Tak kuhiraukan lagi teriakan itu. Aku terus berjalan menuju mobilku. Langsung gas pulang kerumah. Ngedumel dalam hati selama perjalanan. Baru kali ini aku merasa sangat menyesal menolong seseorang.
"harusnya emang gue nggak usah tolongin dia. Shiit!! Menolong membawa bencana!! Sial!!" berkali-kali aku mengumpat. Sangat kesal.
**
Untuk pertama kalinya aku bolos sekolah. Siang ini aku pergi ke caffe untuk bertemu mbak Citra. Pas di jam makan siang, mbak Citra langsung keluar dan masuk ke mobilku.
Aku langsung memeluknya. Menceritakan tentang semua yang kualami padanya. Kami mencari solusi bersama.
"Aku nggak mau nikah sama dia mbak. Aku cuma cinta sama kamu. Aku maunya nikah sama kamu." ucapku beberapa kali.
"Ran, coba kamu pikir ya. Setelah kamu menikah, kita akan lebih bebas."
"Bebas gimana sih, mbak?" aku mengeryitkan keningku.
"Keluargamu nggak akan curiga lagi sama hubungan kita. kamu ajak dia tinggal di homestay. Jangan tinggal dirumah mama Fhika. Jadi aku bisa kapanpun berkunjung. Buatlah perjanjian dengan dia."
Aku mulai berfikir. "Perjanjian apa mbak?"
"Katakan tentang kita Ran. Katakan semua padanya. Agar dia tau jika kamu menikahinya karna dorongan keluarga dan pak Kyai."
"Apa dia mau, mbak?"
"Aku yakin dia bersedia, Ran." mbak Citra menyentuh pipiku.

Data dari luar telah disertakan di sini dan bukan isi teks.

PR #15910, opened 2022-06-27
CXEC:14117 - Select first payment type by default in B2B even if one payment type enabled

I850322:
https://jira.tools.sap/browse/CXEC-14117


feature-libs/checkout/b2b/components/checkout-payment-type/checkout-payment-type.component.spec.ts
```diff
@@ -55,6 +71,57 @@ const mockActivatedRoute = {
   },
 };
 
+describe('CheckoutOnePaymentTypeComponent', () => {
```
ercultimate, line 74: This should be part of the existing unit test group for `CheckoutPaymentTypeComponent`

feature-libs/checkout/b2b/components/checkout-payment-type/checkout-payment-type.component.ts
```diff
@@ -42,22 +42,50 @@ export class CheckoutPaymentTypeComponent {
...
+            availablePaymentTypes[0].code as string,
+            this.poNumberInputElement?.nativeElement?.value
+          )
+          .subscribe({
+            complete: () => this.onSuccess(),
+            error: () => this.onError(),
+          });
+        return availablePaymentTypes[0];
+      } else {
+        return availablePaymentTypes[1];
```
ercultimate: This case seems to be incomplete or incorrect.  Can you please explain purpose of the case?

I am reading it as "if there is no previous selection or the previous selection is not in the list, and the available types is 0 or 2+, then use the 2nd item in the payment array"

feature-libs/checkout/b2b/components/checkout-payment-type/checkout-payment-type.component.spec.ts
```diff
@@ -55,6 +71,57 @@ const mockActivatedRoute = {
...
+    })
+  );
+
+  beforeEach(() => {
+    fixture = TestBed.createComponent(CheckoutPaymentTypeComponent);
+    component = fixture.componentInstance;
+    fixture.detectChanges();
+  });
+
+  it('get payment type selected by default if one payment type returned ', (done) => {
```
ercultimate:
```suggestion
  it('should get payment type selected by default if one payment type is returned', (done) => {
```

feature-libs/checkout/b2b/components/checkout-payment-type/checkout-payment-type.component.spec.ts
```diff
@@ -31,6 +31,19 @@ class MockCheckoutPaymentTypeService
   );
 }
 
+class MockCheckoutOnePaymentTypeService
+  implements Partial<CheckoutPaymentTypeFacade>
+{
+  getPaymentTypes = createSpy().and.returnValue(of(mockDisableOnePaymentTypes));
+  setPaymentType = createSpy().and.returnValue(of('setPaymentType'));
```
ercultimate: They type is listed as `unknown`, please use a more neutral value or a reasonable mock value for the default return.

```suggestion
  setPaymentType = createSpy().and.returnValue(of(undefined));
```

ercultimate (changes requested):

feature-libs/checkout/b2b/components/checkout-payment-type/checkout-payment-type.component.ts
I850322: There should be at least one payment type we will be getting back from backend. So there would be either one payment type or more than one payment type.

I850322: I changed the logic in which I am checking whether at-least a payment type is present. (Backend will return at-least one payment type) to make it more understandable and readable.

feature-libs/checkout/b2b/components/checkout-payment-type/checkout-payment-type.component.spec.ts
I850322: I created separate CheckoutPaymentTypeComponent because I have to use different class for provide: CheckoutPaymentTypeFacade if there is way to use difference class for same provider then I can change it.

feature-libs/checkout/b2b/components/checkout-payment-type/checkout-payment-type.component.spec.ts
I850322: Done.

feature-libs/checkout/b2b/components/checkout-payment-type/checkout-payment-type.component.spec.ts
I850322: Done.

feature-libs/checkout/b2b/components/checkout-payment-type/checkout-payment-type.component.spec.ts
ercultimate: Yes, it's possible.  For a given test
- use subjects that are manually controlled
- you can override the mock's return value using a `jasmine.Spy`
- override the TestBed configuration with `TestBed.overrideProvider()` https://angular.io/api/core/testing/TestBed#overrideprovider

Unfortunately, for this component, to do either requires a restructuring of the spec file.  I would recommend restructuring the spec file, but we should wait for word from a Spartacus team member first.

feature-libs/checkout/b2b/components/checkout-payment-type/checkout-payment-type.component.ts
```diff
@@ -42,22 +42,51 @@ export class CheckoutPaymentTypeComponent {
...
-          CheckoutStepType.PAYMENT_DETAILS,
-          selected?.code === B2BPaymentTypeEnum.ACCOUNT_PAYMENT
-        );
-      })
-    );
+      map((state) => state.data)
+    ),
+    this.paymentTypes$,
+  ]).pipe(
+    map(([prevSelected, availablePaymentTypes]) => {
```
Matejk00: Can we rename `prevSelected` to more informative variable name like: `selectedPaymentType`?

We can specify types for `map` argument here. The first one will be `PaymentType` or `undefined` as payment can be not selected and second will be an array of `PaymentType`.

```ts
 map(
      ([selectedPaymentType, availablePaymentTypes]: [
        PaymentType | undefined,
        PaymentType[]
      ]) => {
```

What do you think?

feature-libs/checkout/b2b/components/checkout-payment-type/checkout-payment-type.component.ts
```diff
@@ -42,22 +42,51 @@ export class CheckoutPaymentTypeComponent {
...
+            availablePaymentTypes[0].code as string,
+            this.poNumberInputElement?.nativeElement?.value
+          )
+          .subscribe({
+            complete: () => this.onSuccess(),
+            error: () => this.onError(),
+          });
+        return availablePaymentTypes[0];
+      }
+      // } else {
```
Matejk00: Do we need this part of code?

feature-libs/checkout/b2b/components/checkout-payment-type/checkout-payment-type.component.ts
```diff
@@ -42,22 +42,51 @@ export class CheckoutPaymentTypeComponent {
...
+      if (prevSelected) {
+        if (
+          availablePaymentTypes.find((availablePaymentType) => {
+            return availablePaymentType.code === prevSelected.code;
+          })
+        ) {
+          return prevSelected;
+        }
+      }
+      if (availablePaymentTypes.length !== 0) {
```
Matejk00: Not equal to zero you mean greater than 0 right? 

or shouldn't this to be enough:

```ts
if (availablePaymentTypes.length) {
....
```

feature-libs/checkout/b2b/components/checkout-payment-type/checkout-payment-type.component.ts
```diff
@@ -42,22 +42,51 @@ export class CheckoutPaymentTypeComponent {
...
-          selected?.code === B2BPaymentTypeEnum.ACCOUNT_PAYMENT
-        );
-      })
-    );
+      map((state) => state.data)
+    ),
+    this.paymentTypes$,
+  ]).pipe(
+    map(([prevSelected, availablePaymentTypes]) => {
+      if (prevSelected) {
```
Matejk00: This can be combined into one `if` statement I guess:

```ts
if (
        selectedPaymentType &&
        availablePaymentTypes.find(
          (availablePaymentType) =>
            availablePaymentType.code === selectedPaymentType?.code
        )
      ) {
        return selectedPaymentType;
      }
```

feature-libs/checkout/b2b/components/checkout-payment-type/checkout-payment-type.component.ts
```diff
@@ -42,22 +42,51 @@ export class CheckoutPaymentTypeComponent {
...
+          })
+        ) {
+          return prevSelected;
+        }
+      }
+      if (availablePaymentTypes.length !== 0) {
+        this.busy$.next(true);
+        this.checkoutPaymentTypeFacade
+          .setPaymentType(
+            availablePaymentTypes[0].code as string,
```
Matejk00: Do we need casting `availablePaymentTypes[0].code` value to the `string`?

feature-libs/checkout/b2b/components/checkout-payment-type/checkout-payment-type.component.ts
```diff
@@ -42,22 +42,51 @@ export class CheckoutPaymentTypeComponent {
...
+          availablePaymentTypes.find((availablePaymentType) => {
+            return availablePaymentType.code === prevSelected.code;
+          })
+        ) {
+          return prevSelected;
+        }
+      }
+      if (availablePaymentTypes.length !== 0) {
+        this.busy$.next(true);
+        this.checkoutPaymentTypeFacade
```
Matejk00: We are re-using a similar part of code in the file on lines 133:141.
What do you think to delegate this into a separate method? And call this method instead in both places but with different arguments.

Matejk00 (changes requested):

feature-libs/checkout/b2b/components/checkout-payment-type/checkout-payment-type.component.ts
I850322: Line 133:141 having below which goes to different route
` complete: () => this.checkoutStepService.next(this.activatedRoute),
        error: () => this.onError(),`
but Line 67:75
` complete: () => this.onSuccess(),
              error: () => this.onError(),`
this makes both call different.

feature-libs/checkout/b2b/components/checkout-payment-type/checkout-payment-type.component.ts
I850322: Yes, In payment type interface code attribute is defined as string | undefined and in setPaymentType method input must be of type string.

feature-libs/checkout/b2b/components/checkout-payment-type/checkout-payment-type.component.ts
I850322: Yes, I combined them. Thank you

feature-libs/checkout/b2b/components/checkout-payment-type/checkout-payment-type.component.ts
I850322: Yes, It should be enough, did the change.

feature-libs/checkout/b2b/components/checkout-payment-type/checkout-payment-type.component.ts
I850322: Nopes. I removed it.

feature-libs/checkout/b2b/components/checkout-payment-type/checkout-payment-type.component.ts
I850322: I think it's good to defined the types for map argument. so I added them.

Matejk00: Thanks and what about variable name like: `selectedPaymentType`?

feature-libs/checkout/b2b/components/checkout-payment-type/checkout-payment-type.component.ts
Matejk00: There is a possibility to create a method and pass specific functions as arguments of the function. But maybe it's a bit of overkill in this case. Let's keep it as you proposed.

feature-libs/checkout/b2b/components/checkout-payment-type/checkout-payment-type.component.ts
I850322: Yes, I changed the variable name to `selectedPaymentType`

Matejk00 (approved):

feature-libs/checkout/b2b/components/checkout-payment-type/checkout-payment-type.component.spec.ts
ercultimate: As there was no followup from the Spartacus reviewers, I will consider this accepted and resolved.

ercultimate (approved):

"Baiklah, aku akan melakukannya."
Mbak Citra tersenyum senang. "Sekarang makan dulu ya." Dia mulai membuka lunch box yang dia bawa dari caffe tadi.
"Suapin ya, mbak." ucapku manja.
"Iiisshh, manjanya." Diapun mulai menyuapiku.
Seneng banget bisa mesraan gini sama mbak Citra. Entah kapan kita bisa mewujudkan mimpi untuk hidup bersama. Tinggal dalam satu atap, saling berbagi setiap waktu dan memiliki anak dengannya. Itulah mimpi kami berdua. Aku sangat mencintainya.